(Saved entries)
Issue #265, opened 2022-08-07
Bots (except for irc-bridge) should be ignored and no bots should appear in coin leaderboard


Picowchew:
Only real users and the irc-bridge bot (not any other bots) should not be ignored by Codey's messageCreate listener. This is good practice, since in case a bot is hacked and coded to spam, then Codey won't be overloaded with reading all of the messages. The reason for irc-bridge being an exception is that CSC hosts this bot, so CSC is in control of it. In addition, it would be nice for irc-bridge to have a coin balance, since this would gauge activity level (no other bots would have a coin balance). However, no bots should be appearing in the Codey coin leaderboard (i.e. even irc-bridge should not be in the leaderboard), since the leaderboard should only be reserved for real users.

PR #281, opened 2022-08-12
Exclude bots from leaderboard

KevinBacabac:
https://github.com/uwcsc/codeybot/issues/265

I don't have a database to test this ticket


Picowchew (commented):
In terms of not having a database, shouldn't SQLite be installed due to being found in yarn.lock?

Picowchew:
I might as well add that the change would be taking place in the messageCreate listener instead of the leaderboard, since bots shouldn't have a coin balance *at all*. Bots not appearing in the leaderboard would just be one effect of this.

Picowchew:
The issue has been updated just now for clearer specifications; sorry about that!

KevinBacabac:
No problem it's ready to test

src/listeners/messageCreate.ts
```diff
@@ -112,6 +113,11 @@ export class MessageCreateListener extends Listener {
       return;
     }
```
Picowchew, line 114: This case can be removed, since it is already covered below.

Picowchew (changes requested):

Picowchew:
Also, do you mind adding 275813801792634880 as IRC_USER_ID for staging and updating README.md for the new config variable IRC_USER_ID?

Picowchew (approved):
LGTM!

PR #282, opened 2022-08-13
Make `/coin check` default to the caller

hydrobeam:
# Related Issues

N/A

# Summary of Changes

In comparison to `.coin`, doing `/coin check` and having to look for the target user was pretty time consuming when somebody just wanted to check their own balance. This PR makes the `user` argument optional and defaults to checking the balance of the user who called the command if the arg is not provided. 

- Balance not present + coin check optional
image

- .coin default behaviour checks out + message changes depending on how user is called
image

# Steps to Reproduce

`/coin check` and pass in no arguments.
OR
`.coin check` and pass in no arguments.

## Extra commentary

Not sure if `messageFromUser.member?.user` is the "right" way to get the user, since for some reason accessing `member` can return null from a `Message`?🤷


src/commandDetails/coin/check.ts
```diff
@@ -13,12 +13,11 @@ import { getCoinEmoji } from '../../components/emojis';
...
   _client,
-  _messageFromUser,
+  messageFromUser,
   args
 ): Promise<SapphireMessageResponse> => {
-  // Mandatory argument is user
-  const user = <User>args['user'];
-
+  // use the caller as a default user if no argument is provided
+  const user = <User>args['user'] ?? messageFromUser.member?.user;
```
mcpenguin, line 20: Does `messageFromUser.user` work?

mcpenguin:
Also please leave screenshots :))

src/commandDetails/coin/check.ts
hydrobeam: Nope, `user` is not a valid field for a `Message`. `author` exists for message, but I don't really know in what situation accessing member could be null for a message 🤷 so it's probably not a concern

hydrobeam:
Decided to remove the `balance` subcommand since having `/coin check` default to self makes it redundant. To maintain appearances, I added a check to see if the caller is running the method without arguments and changes the initial message to `You have` accordingly.

Also reworked `getUserIDFromMessage` to be more general

src/commandDetails/coin/check.ts
```diff
@@ -5,28 +5,39 @@ import {
...
   } catch (e) {
     return `Could not fetch the user's balance, contact a mod for help`;
   }
+
   // Show coin balance
-  return `${user.username} has ${balance} Codey coins ${getCoinEmoji()}.`;
+  return `${displayMessage} ${balance} Codey coins ${getCoinEmoji()}.`;
 };
 
 export const coinCheckCommandDetails: CodeyCommandDetails = {
```
mcpenguin, line 43: If you're removing balance, make `aliases` also have `balance, bal and b`, since people use these commands regularly.

mcpenguin (changes requested):
small changes

src/commandDetails/coin/check.ts
hydrobeam: Done

mcpenguin (approved):
LGTM! Feel free to merge after you fix the linter.

hydrobeam:
> LGTM! Feel free to merge after you fix the linter.

Fixed the linter, but don't have write access :see_no_evil:

PR #286, opened 2022-08-14
Fixed local:run script to create tmp directory

### LINKED ISSUE #285: Script for local:run does not create tmp directory
Because the script for local:run does not create the tmp directory, resume previews do not work.

Picowchew:
# Related Issues

Resolves #285 

# Summary of Changes

Added `mkdir -p tmp` to the local:run script to make the tmp directory

# Steps to Reproduce

When running the bot locally, see that the tmp directory is created if non-existent and no error is thrown if already existent. In addition, resume previews should now work.
image

### DIFF
--- a/package.json
+++ b/package.json
@@ -4,7 +4,7 @@
   "description": "",
   "main": "dist/src/bot.js",
   "scripts": {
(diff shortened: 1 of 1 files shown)


mcpenguin (approved):
LGTM!

PR #287, opened 2022-08-14
Resume staging fixes

mcpenguin:
Codey staging dies if resume pdf has > 2 pages
So we now assert resume is 1 page


Picowchew (approved):
LGTM!

PR #514, opened 2020-01-12
Use word boundaries for vague terms separation

YannCedric:
### Problem
The `no-vague-titles` rule on test statements is perhaps too general. 
For most keywords, the rule matches sequences instead of words.
### Example
If I use a variable that contains a blacklisted word like `someVariableWithEveryInIt` in my title , I get a `no-vague-titles` error because of **every**, even though I technically did not use the word **every** in my title.
### Fix
Change the regular expressions to match words instead of sequences.
Instead of checking if the test statement contains a **sequence**, use [regex's word boundaries](https://www.regular-expressions.info/wordboundaries.html) to check if the string contains a **word**.
>Similar to the way **all** is configured, only difference is the optional prefix/suffix.

### DIFF
--- a/lib/rules/jest/no-vague-titles.js
+++ b/lib/rules/jest/no-vague-titles.js
@@ -7,14 +7,15 @@ const {
 } = require('../../utilities/jest');
 
 const VAGUE_TERMS = {
-  should: /should/i,
-  correct: /correct/i,
-  appropriate: /appropriate/i,
+  correct: /\b(in)?correct(ly)?\b/i,
+  appropriate: /\b(in)?appropriate(ly)?\b/i,
+  properly: /\b(in)?proper(ly)?\b/i,
+  necessary: /\b(un)?necessary(ly)?\b/i,
+
+  descriptive: /\bdescriptive\b/i,
+  should: /\bshould\b/i,
   all: /\ball\b/i,
-  properly: /properly/i,
-  every: /every/i,
-  descriptive: /descriptive/i,
-  necessary: /necessary/i,
+  every: /\bevery\b/i,
 };
 
 module.exports = {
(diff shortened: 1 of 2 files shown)


cartogram (approved):
💯 Thanks Yann!

lib/rules/jest/no-vague-titles.js
```diff
@@ -7,14 +7,15 @@ const {
...
+  necessary: /\b(un)?necessary(ly)?\b/i,
+
+  descriptive: /\bdescriptive\b/i,
+  should: /\bshould\b/i,
   all: /\ball\b/i,
-  properly: /properly/i,
-  every: /every/i,
-  descriptive: /descriptive/i,
-  necessary: /necessary/i,
+  every: /\bevery\b/i,
```
clauderic, line 18: nit: this was catching vague words like `everything` and `everywhere` before. I'm not sure about `everywhere`, but I think having `everything` in a test name should probably be classified as vague.

lib/rules/jest/no-vague-titles.js
```diff
@@ -7,14 +7,15 @@ const {
 } = require('../../utilities/jest');
 
 const VAGUE_TERMS = {
-  should: /should/i,
-  correct: /correct/i,
-  appropriate: /appropriate/i,
+  correct: /\b(in)?correct(ly)?\b/i,
+  appropriate: /\b(in)?appropriate(ly)?\b/i,
+  properly: /\b(in)?proper(ly)?\b/i,
```
clauderic, line 12: typo: 

```suggestion
  properly: /\b(im)?proper(ly)?\b/i,
```

lib/rules/jest/no-vague-titles.js
YannCedric: Yeah, I agree. I think everywhere makes sense to catch as well.
In that case, I think simply enumerating `everything` and `everywhere` is better (?)

clauderic: I'm not sure whether `everywhere` makes sense considering we extensively use that for legitimate naming at Shopify (Sections Everywhere for example), but yeah I'd add `everything` as a separate case that is enumerated

PR #515, opened 2020-01-13
Fix typos and whitelist keyword `everything`

YannCedric:
Following up on https://github.com/Shopify/eslint-plugin-shopify/pull/514, fixing a typo and whitelisting the keyword `everything`, which we deem to also be vague in a test title. This keyword was previously being matched by the `every` regex, so this shouldn't raise any new errors

### DIFF
--- a/lib/rules/jest/no-vague-titles.js
+++ b/lib/rules/jest/no-vague-titles.js
@@ -9,13 +9,14 @@ const {
 const VAGUE_TERMS = {
   correct: /\b(in)?correct(ly)?\b/i,
   appropriate: /\b(in)?appropriate(ly)?\b/i,
-  properly: /\b(in)?proper(ly)?\b/i,
+  properly: /\b(im)?proper(ly)?\b/i,
   necessary: /\b(un)?necessary(ly)?\b/i,
 
   descriptive: /\bdescriptive\b/i,
   should: /\bshould\b/i,
   all: /\ball\b/i,
   every: /\bevery\b/i,
+  everything: /\beverything\b/i,
 };
 
 module.exports = {
--- a/lib/rules/jest/no-vague-titles.js
+++ b/lib/rules/jest/no-vague-titles.js
@@ -15,8 +15,7 @@ const VAGUE_TERMS = {
   descriptive: /\bdescriptive\b/i,
   should: /\bshould\b/i,
   all: /\ball\b/i,
-  every: /\bevery\b/i,
-  everything: /\beverything\b/i,
+  every: /\bevery(thing)?\b/i,
 };
 
 module.exports = {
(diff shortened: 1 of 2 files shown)


tests/lib/rules/jest/no-vague-titles.test.js
```diff
@@ -91,7 +91,7 @@ ruleTester.run('no-vague-titles', rule, {
       code: `someFunction('Necessary')`,
     },
     {
-      code: `someFunction('necessaryly')`,
+      code: `someFunction('necessarily')`,
```
clauderic, line 94: Good catch, but then the regex above is wrong, no?  `necessary: /\b(un)?necessary(ly)?\b/i,`

YannCedric: Indeed, it would be wrong.
Once again, I'll just enumerate the two rules 👌

clauderic: I'm a bit confused that the tests were passing though 🤔

lib/rules/jest/no-vague-titles.js
```diff
@@ -9,13 +9,15 @@ const {
 const VAGUE_TERMS = {
   correct: /\b(in)?correct(ly)?\b/i,
   appropriate: /\b(in)?appropriate(ly)?\b/i,
-  properly: /\b(in)?proper(ly)?\b/i,
-  necessary: /\b(un)?necessary(ly)?\b/i,
+  properly: /\b(im)?proper(ly)?\b/i,
+  necessary: /\b(un)?necessary\b/i,
+  necessarily: /\b(un)?necessarily\b/i,
```
clauderic: This could actually be combined: `/\b(un)?necessar(y|ily)\b/i`

tests/lib/rules/jest/no-vague-titles.test.js
YannCedric: I believe they that section is related to calls to "non test" functions like `it()`, `describe()` and so on. (Hence the `someFunction()`?)
I added tests under `invalid` cases to validate negative scenarios instead.

lib/rules/jest/no-vague-titles.js
YannCedric: Indeed

lib/rules/jest/no-vague-titles.js
```diff
@@ -9,13 +9,14 @@ const {
...
-  properly: /\b(in)?proper(ly)?\b/i,
-  necessary: /\b(un)?necessary(ly)?\b/i,
+  properly: /\b(im)?proper(ly)?\b/i,
+  necessary: /\b(un)?necessar(y|ily)\b/i,
 
   descriptive: /\bdescriptive\b/i,
   should: /\bshould\b/i,
   all: /\ball\b/i,
   every: /\bevery\b/i,
+  everything: /\beverything\b/i,
```
clauderic: nit: I suppose this could also be combined 🤷‍♂ 

`every: /\bevery(thing)?\b/i,`

clauderic (approved):
Looks great, thanks for cleaning this up 💯

lib/rules/jest/no-vague-titles.js
YannCedric: Totally 😅

PR #518, opened 2020-02-05
Add graphql env option

CameronGorrie:
GraphQL lint rules were not working without the env configuration. I was able to confirm this fix works for multiple schemas defined in a `graphqlconfig` file.

### DIFF
--- a/lib/config/rules/graphql.js
+++ b/lib/config/rules/graphql.js
@@ -1,8 +1,8 @@
 // uses graphql-config for schema mapping
 module.exports = {
   'graphql/capitalized-type-name': 'off',
-  'graphql/named-operations': 'error',
-  'graphql/no-deprecated-fields': 'error',
+  'graphql/named-operations': ['error', {env: 'literal'}],
+  'graphql/no-deprecated-fields': ['error', {env: 'literal'}],
   'graphql/template-strings': ['error', {env: 'literal'}],
   'graphql/required-fields': 'off',
 };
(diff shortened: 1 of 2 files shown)


lib/config/rules/graphql.js
```diff
@@ -1,8 +1,8 @@
 // uses graphql-config for schema mapping
 module.exports = {
   'graphql/capitalized-type-name': 'off',
-  'graphql/named-operations': 'error',
-  'graphql/no-deprecated-fields': 'error',
+  'graphql/named-operations': ['error', {env: 'literal'}],
```
donnielrt, line 4: Curious why we didn't use [env: 'apollo'](https://github.com/apollographql/eslint-plugin-graphql#common-options) here? Is that for when Apollo Engine is used or something?

CameronGorrie: Docs aren't super clear. The difference is that we use [`.graphql` files (literal)](https://github.com/apollographql/eslint-plugin-graphql#graphql-literal-files) rather than some flavour of [template string queries in JS](https://github.com/apollographql/eslint-plugin-graphql#identity-template-literal-tag). I had originally expected the rules to work out of the box since 'apollo' is the default and we use Apollo, but 'literal' is what actually works.

donnielrt: Right, that makes a lot of sense. I suppose `apollo` in JS uses the [graphql-tag](https://github.com/apollographql/graphql-tag) library, which is why they have a separate option for it. :neat:

donnielrt (approved):
:shipit:

Issue #164, opened 2021-01-20
Support for managing Project Environment


amimas:
Hi there,

Does gitlabform has support for configuring/managing Project Environments? I skimmed through the code but didn't see any support for it. Thought I'd check in case I missed something. Below is the API docs from GitLab on Project Environments.

https://docs.gitlab.com/ee/api/environments.html

gdubicki:
Hey @amimas !

No, we don't support this API yet. We are open to Pull Requests adding support for it. :)

ss7548:
Please see pull request #190

amimas:
PR #423 implemented ability to manage protected environment. Not sure if this should be considered as closed.

I guess regular environment config isn't available but maybe that's not a big deal or priority because those are created automatically through project's CI CD config (`.gitlab-ci.yml`). Only thing useful I can see for managing regular environments is to be able to delete envs that are not needed anymore; i.e. env created temporarily called review apps.

gdubicki:
https://github.com/gitlabform/gitlabform/pull/423 has been released in [v3.3.0](https://github.com/gitlabform/gitlabform/releases/tag/v3.3.0) today.

kaihendry:
Be good if the [Feature matrix/comparison sheet](https://docs.google.com/spreadsheets/d/1RenC5OoLW_bt8QYrijNP42w8SGBw8JTg1-7RKWgStrQ/edit#gid=0) via https://gitlabform.github.io/gitlabform/similar_apps/ could be updated with support for Protected Environments. 😬

amimas:
> I guess regular environment config isn't available but maybe that's not a big deal or priority because those are created automatically through project's CI CD config (.gitlab-ci.yml). Only thing useful I can see for managing regular environments is to be able to delete envs that are not needed anymore; i.e. env created temporarily called review apps.

Having gitlabform configure protected environments should be sufficient. Gitlab environments can be created by the CI config in a project when the pipeline runs. So there's not much to do for gitlabform. As for deleting those non protected environments as mentioned above, it might not be easy to decide because gitlabform can't know when an environment is in-use or not. Besides, gitlab CI already provides ability to stop environments from the CI pipeline.

Closing this issue for now. If there's other use cases, open a new issue with details.

PR #190, opened 2021-03-27
Implements project environments #164

ss7548:


gdubicki:
Hey @ss7548 , that’s a great looking PR, thanks!

I may have one or two nit-picking comments but I think this will land in main within a few days and gets release soon after. :)

Before I go into the code deeper, can you please just check why the tests failed?

ss7548:
@gdubicki , I guess calling a a super function overwrote or otherwise corrupted memory impacting one of the merge request tests.

gitlabform/gitlab/environments.py
```diff
@@ -0,0 +1,56 @@
...
+        # https://docs.gitlab.com/ee/api/environments.html#stop-an-environment
+        self._make_requests_to_api(
+            "projects/%s/environments/%s/stop",
+            (project_and_group_name, eid),
+            method="POST",
+            expected_codes=[200, 404],
+        )
+
+
+#    def put_environment():
```
gdubicki, line 55: Is there a specific reason this is not implemented? According to the API docs at https://docs.gitlab.com/ee/api/environments.html#edit-an-existing-environment you can edit an existing environment.

gitlabform/gitlabform/processors/project/environments_processor.py
```diff
@@ -0,0 +1,64 @@
...
+    def __init__(self, gitlab: GitLab):
+        super().__init__("environments")
+        self.gitlab = gitlab
+
+    def _process_configuration(self, project_and_group: str, configuration: dict):
+        logging.debug(
+            "Environments BEFORE: %s",
+            self.gitlab.get_all_environments(project_and_group),
+        )
+        e = self.gitlab.get_all_environments(project_and_group)
```
gdubicki, line 19: Nit: single-letter variables are not great except maybe iterators in loops as they are very uninformative and can be misleading. When I was reading the code below guessed that `e` is a single environment and I was wrong...

gdubicki: Also when debug output will be enabled then this line will do 2nd call to get all the environments to GitLab in a row. Check out https://github.com/egnyte/gitlabform/blob/v2/gitlabform/gitlabform/processors/project/project_push_rules_processor.py#L17-L19 where we do it only once.

gitlabform/gitlabform/processors/project/environments_processor.py
```diff
@@ -0,0 +1,64 @@
...
+        for environment in sorted(configuration["environments"]):
+            logging.info("Setting environment: %s", environment)
+            data = configuration["environments"][environment]
+            env = data["name"]
+
+            if env in map(operator.itemgetter("name"), e):
```
gdubicki, line 25: I like that you are getting all the envs and then operate only the ones that you should - that minimizes the number of calls to GitLab. 🙂 It also opens room to easily add "enforce" option - that would keep the envs exactly as defined in the code, so deleting all the ones that may have been defined manually - in the future. 👍

gdubicki (changes requested):
Thanks for fixing the tests! Please check out my review.

ss7548:
Observation on testing.  I test against my dev omnibus install, GitLab V 13.9.2-ee
After running tests, several GROUPS and PROJECTS are left in the wake.
When running the tests for the first time, the test TestMergeRequestApprovers::test__if_it_works__single_user fails
When running the tests for the second time, the aforementioned test passes, but the test TestArchiveProject::test__dont_edit_archived_project fails.

After cleaning up (i.e. removing the GROUPS left over from the tests), the same pattern occurs.

There is a problem with the MergeReqestsApprovers feature which I have seen in my production environment.

When a new project is created, there is by default an approval rule "Any eligible user" that requires 0 approvals.

When you add an approval rule with GitLabForm, it changes the 0 approvals of  "Any eligible user" to the number specified in the approval config.

This is also why the "test__if_it_works__single_user" fails the first time, After setting the approval rule, it expects that there is only one, ignoring the "Any eligible user" rule.   After the test it deletes ALL rules, so the second time you run it, the test passes because the "Any eligible user" rule has been deleted.  

The reason for this is that the PROJECT that this test creates, is left in tact when the tests complete.

I have no explanation for why the TestArchiveProject::test__dont_edit_archived_project test fails the second time through.

ss7548:
@gdubicki  any feedback?

gdubicki:
Hey @ss7548 , sorry for lack of response. I have been looking into this but haven't replied yet because this need more time from me and I wasn't able to find it recently. I will try to do it over this weekend.

ss7548:
not sure if you are waiting for something from me?

gdubicki:
Sorry, I didn't have the time and will to do this before, but I have found it today. I am now trying to overhaul the tests in GitLabForm completely - that should fix all the issues you have reported, @ss7548 . Stay tuned, I will share an update today.

gdubicki:
Unfortunately I got stuck because of #196 . :(

gdubicki:
Thanks for your patience @ss7548 !

I think that I got #196 fixed and have done the tests revamp for:
```
test_archive_project.py
test_branches.py
test_deploy_keys.py
test_files.py
```
...in the v2 branch. A final version 2 will be released within days, so it would be best if you would rebase your branch against `v2` and target `v2` with your PR. Can you do that please?

gdubicki:
Closing in favor of #203 .

Issue #172, opened 2021-01-29
Protected tags doesn't accept number 0


glensc:
```yml
    tags:
      "v*":
        protected: true
        create_access_level: 0
```

this is treated as if `create_access_level` wasn't present at all:

![image](https://user-images.githubusercontent.com/199095/106261244-fd6ea480-6229-11eb-8437-f491265dd8f7.png)

A workaround is to quote the value:

```yml
    tags:
      "v*":
        protected: true
        create_access_level: "0"
```

gdubicki:
Thanks for reporting this!

Could you add a PR with a fix, perhaps? A fresh example of code adding tests is in #170. It would be best if you would do it TDD-style - add the tests first, watch them fail on the case you noticed here, add a fix, watch the tests pass. :)

glensc:
Maybe, if you tell how to check it the proper way. Or provide an example of similar cases (I'm not a frequent python or gitlabform user)

gdubicki:
I was hoping that #170 provides a good example.. 😅 If it doesn’t then let me know what needs explaining, I’ll improve the docs/comments/code. :)

glensc:
@gdubicki I was more about how to perform this check properly:
- https://github.com/egnyte/gitlabform/pull/39#discussion_r566725404

the code must be able to make distinctions between: not set and 0, "", null

gdubicki:
Oups, sorry for the misunderstanding.
Maybe:
```
if create_access_level is not None:
```
...will do.

mcjffld:
just opened a PR for this - https://github.com/egnyte/gitlabform/pull/191 -

gdubicki:
Fixed in v2.2.0, released a moment ago. Please reopen if needed!

PR #191, opened 2021-04-08
Update to allow a '0' access for Protected tags - issue #172

mcjffld:
quick change, tested locally, now getting

{"create_access_level": 0, "name": "*"}

### DIFF
--- a/gitlabform/gitlab/tags.py
+++ b/gitlabform/gitlab/tags.py
@@ -23,7 +23,7 @@ class GitLabTags(GitLabCore):
 
     def protect_tag(self, project_and_group_name, tag_name, create_access_level):
         data = {"name": tag_name}
-        if create_access_level:
+        if create_access_level != None:
             data["create_access_level"] = create_access_level
         return self._make_requests_to_api(
             "projects/%s/protected_tags",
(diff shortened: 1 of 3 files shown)


gdubicki:
Thanks @mcjffld , but can you please add a test for this?

mcjffld:
> Thanks @mcjffld , but can you please add a test for this?

I'd love to - I did and some code that runs a test and passes, but I wasn't able to figure out how to actually test that the tag change was working - the get_tags call returned an empty list all the time

any thoughts?

gdubicki:
Sorry for keeping you waiting, @mcjffld .

You have to use `create_tags` to create some tags before protecting them.

gdubicki:
As we are close to release of v2, can you please rebase your MR to it and target that branch, @mcjffld ?

gdubicki:
Hey @mcjffld ! Do you have the time and the will do continue working on this? Because I just added the new style tests for protecting tags into the `main` branch, so it would be much easier for you to just add a new test there instead of adding a whole new set of tests in the `gitlabform.gitlab` package.

gdubicki:
I have fixed it in https://github.com/egnyte/gitlabform/pull/245/commits/2d2e36922ac15c283ca1eb1d770174a63c13ca3c as I don't want bugs in the app to linger for too long.

Thanks for your effort @mcjffld , don't hesitate to take on another bug or feature in future. 😊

▸ PROBLEM
In the records above, locate each line with the word "approvals". Copy all such lines.

▸ OUTPUT FOR THIS EXERCISE
When a new project is created, there is by default an approval rule "Any eligible user" that requires 0 approvals.
When you add an approval rule with GitLabForm, it changes the 0 approvals of  "Any eligible user" to the number specified in the approval config.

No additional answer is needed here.